The common thinking is that John wrote for a more philosophical audience, one that might have objected to the cruder aspects of the Nativity stories in the other Gospels.  So he set out to write this orderly version to sort of correct those.  It’s not my favorite of the three accounts we have in the Gospels, but I think we can all agree it has its place – perhaps no more so than today.

Along with its orderliness, there are a couple of other ways I find this passage reassuring, and I’m going to just point those out and leave it at that for today.

First is its scope.  If you read the opening chapter of all four Gospels, you’ll notice that, the later the Gospel was written, the further back into Jesus’ life it looks.  So, for instance, Mark was the first Gospel, and it picks up when Jesus is about 30 years old.  Luke is the next oldest, and it reaches back to Jesus’ infancy.  Matthew, the next to be written, goes back to Jesus’ ancestor David, who lived 1000 years earlier.  And finally John, the last Gospel, traces Jesus’ life all the way back to the beginning of time, placing it in this eternal, cosmic time frame.

John probably did this to appeal, again, to that philosophical audience, and while it can make the passage a little confusing, there’s also something very basic and appealing about what he’s doing here.

There’s a line by the American poet Franz Wright that reminds me a lot of this aspect of John’s story.  It’s from a poem in his collection Walking  to Martha’s Vineyard, and in it he urges the reader to, “Set the mind before the mirror of eternity and everything will work.”  Which is kind of what I imagine John trying to do to his readers: remind them that, if you consider your life and your problems in the context of eternity, then you’ll probably gain a much healthier – and maybe more hopeful – perspective on them.

“Set the mind before the mirror of eternity and everything will work.”

The other reason I find this passage reassuring is just a few lines from the end, where he says “From his fullness we have all received grace upon grace.”  In fact, by way of a little personal anecdote, I distinctly remember reading this passage in church at this time last year, and that line really jumping out at me for the first time after so many years of reading it.  (I also recall not liking my sermon manuscript all that much, and considered just repeating that line a few times and sitting down rather than slogging through what I’d written!)

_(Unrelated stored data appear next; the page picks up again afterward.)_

PR #8173, opened 2022-07-01
psql: adds basic Postgres examples

redreceipt:
helpful for a very basic Postgres cheatsheet

### DIFF
--- a/pages/common/psql.md
+++ b/pages/common/psql.md
@@ -15,10 +15,22 @@
 
 `psql -h {{host}} -p {{port}} -U {{username}} -W {{database}}`
 
-- Execute a single SQL query or PostgreSQL command on the given database (useful in shell scripts):
-
-`psql -c '{{query}}' {{database}}`
-
 - Execute commands from a file on the given database:
 
 `psql {{database}} -f {{file.sql}}`
+
+- Select all items in a given table:
+
+`psql -c 'SELECT * FROM {{table}};' {{database}}`
+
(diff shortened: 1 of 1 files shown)


pages/common/psql.md
```diff
@@ -15,10 +15,22 @@
...
 
 `psql {{database}} -f {{file.sql}}`
+
+- Select all items in a given table:
+
+`psql -c 'SELECT * FROM {{table}};' {{database}}`
+
+- Update all items under certain conditions:
+
+`psql -c 'UPDATE {{table}} SET ({{column1}}, {{column2}}) = ({{value1}}, {{value2}}) WHERE {{condition}};' {{database}}`
```
navarroaxel, line 28: But you are explaining SQL not the command options :confused:

redreceipt: I know 😬 I found myself wishing I had a cheat sheet for the Postgres insert statement somewhere and I love TLDR so I figured this might be ok.

blueskyson: I think `psql -c 'SELECT * FROM {{table}};' {{database}}` looks good, but the `UPDATE` one looks too complex. So I would prefer to keep the `SELECT` example and delete the `UPDATE` example.

redreceipt: That's ok. I was trying to solve a different problem than what TLDR is designed for. I'll find a better spot for my Postgres cheat sheet :) thanks guys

But it’s really striking.  “Grace upon Grace.”  Grace is one of those things that, by its very definition, is superfluous and overly abundant, so the redundancy here is meant to make it jump out at us. The image that it conjures for me at this time of year is of warm blankets piled one upon the other so that you’re never in danger of being cold: “From his fullness, we have received grace upon grace.”

SO, order, perspective, and warmth – all  things we need at this time of the year, and all here in John’s Nativity.